God's Motivational Seminar

So today God came through for me in a big tangible way. I’ve been really unmotivated lately and I woke up this morning thinking, “Is there any reason for me to get out of bed today?” This didn’t really seem healthy, so I was a little concerned for myself. Later I was reading the book “Primal Leadership” and it seemed rather ironic that I was on the chapter called “Motivation to Change.” It told the story of this little boy Logan who went on vacation for a week at his uncle’s house and every day he would spring out of bed at 5am because he was so excited to work with his uncle on the farm. The point of the chapter is basically that you need to get in touch with yourself and evaluate where you’re falling short of your ideals, because you may have slipped into habits that are creating inertia in your life. It talked about the “Logan test” and asked the question, “Do you awake each morning excited about the day, not wanting to sleep any more than absolutely necessary?” It hit just a little too close to home and I wondered “God? What are you up to here?”

The thing I’m struggling with is that I’m doing the kind of work I’ve dreamed of and planned for since high school! This has been my goal for SEVEN years, yet here I am and I don’t even want to get out of bed? What’s that about? I tried to think of things that I get excited about and compare it with what I actually do here. One of the things that has been on my mind for a long time is how much I miss ministering at my church. Before I went to study French in Switzerland last year, I was leading a 7th grade girls small group. It was so awesome! In my mind, it was the most fruitful time of my life. Since then I haven’t really had a ministry. I’m a “missionary” but my work involves sitting in an office a good part of the time. Sure I interact with people and can invest in them in little ways from time to time, but I miss that set apart time at church where I have the freedom to minister directly, teaching the Word of God and praying for people and experiencing the presence of the Spirit together. I wrote to an old friend today that I feel like I need to get back into a more hands-on kind of ministry, like maybe that would make life feel meaningful again. So back to God coming through for me in a big tangible way…

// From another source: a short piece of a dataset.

PR #22390, opened 2026-05-23
Add support for ring templates

simonward:
Screenshot 2026-05-22 at 7 46 03 PM
Screenshot 2026-05-22 at 7 46 25 PM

I went to my local church today for a seminar. I noticed that about half the people present were young girls! For a good part of the sermon I couldn’t even listen ‘cause my mind was racing over all the cool things I could do with these girls. They don’t have anything geared towards them and it’s a bummer that they only teaching they get is a sermon from the pulpit on Sunday. I know most of them a little bit and after the service they all gathered around me. It was weird ‘cause it was like they were all just waiting for me to ask them to do something together! So I was like “Uh, we should get together some time.” We had started arranging what day would be good when the pastor came over (a man who also works with me at SIL) and he said, “This is Jessica. She’s going to be your leader now. You will meet with her and she will teach you things.” Just like that!!

So I feel like maybe God likes me a little bit :o) He set things up so that I would realize this deep need in my life and just when I was feeling the most distressed about it, He comes through with this God-sized gift! He is good.

Sunday, September 24, 2006

Pious missionary talk

So long as we're on the topic of soul mates and such, I thought I'd give you a little window into my world:

The other night I was walking down to the icecream shop with my friend Elizabeth, her parents who are here visiting, and the Humber family—Paul, Kristin, and their 3 little girls. Elizabeth’s parents were walking hand and hand and Kristin was holding one of her girls’ hands, so Elizabeth and I wanted to get in on the action. We held the other girls’ hands and I remarked “Well, we’ll take what we can get.” Kristin said, “Beggars can’t be choosers, right?” I said, “Single white women in the Congo can’t be choosers!” “Are you saying you are beggars?” “I’m saying you married folks don’t understand our reality,” I said teasingly.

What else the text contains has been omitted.